Collected data
*** Block opens ***
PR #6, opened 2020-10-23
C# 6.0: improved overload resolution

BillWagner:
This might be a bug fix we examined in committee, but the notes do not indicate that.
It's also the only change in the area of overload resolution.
*** Block closes ***
*** Block opens ***
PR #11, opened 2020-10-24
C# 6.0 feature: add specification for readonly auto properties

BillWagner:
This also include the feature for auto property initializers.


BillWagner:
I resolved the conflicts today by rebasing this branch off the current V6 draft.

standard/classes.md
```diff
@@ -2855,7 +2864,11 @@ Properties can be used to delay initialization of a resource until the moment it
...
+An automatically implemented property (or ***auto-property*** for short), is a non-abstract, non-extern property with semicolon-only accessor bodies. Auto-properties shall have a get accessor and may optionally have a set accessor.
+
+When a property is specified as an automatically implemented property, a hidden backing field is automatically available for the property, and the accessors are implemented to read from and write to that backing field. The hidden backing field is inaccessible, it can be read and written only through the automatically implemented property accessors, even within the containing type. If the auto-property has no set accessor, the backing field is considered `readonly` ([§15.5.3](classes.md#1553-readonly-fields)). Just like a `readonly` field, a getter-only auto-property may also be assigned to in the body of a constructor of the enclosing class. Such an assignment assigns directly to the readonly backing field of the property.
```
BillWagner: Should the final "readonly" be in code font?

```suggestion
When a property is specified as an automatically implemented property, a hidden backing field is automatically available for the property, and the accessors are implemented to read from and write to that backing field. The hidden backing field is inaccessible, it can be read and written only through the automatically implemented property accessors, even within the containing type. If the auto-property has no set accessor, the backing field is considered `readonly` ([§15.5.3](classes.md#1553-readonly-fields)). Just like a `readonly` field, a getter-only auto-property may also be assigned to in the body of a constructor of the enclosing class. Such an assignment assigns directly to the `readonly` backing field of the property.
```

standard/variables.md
*** Block closes ***
Task requirements.
Quote the data above from the line containing "PR #6, opened 2020-10-23" to the line containing "It's also the", inclusive, and stop.

Answer to this problem.
PR #6, opened 2020-10-23
C# 6.0: improved overload resolution

BillWagner:
This might be a bug fix we examined in committee, but the notes do not indicate that.
It's also the only change in the area of overload resolution.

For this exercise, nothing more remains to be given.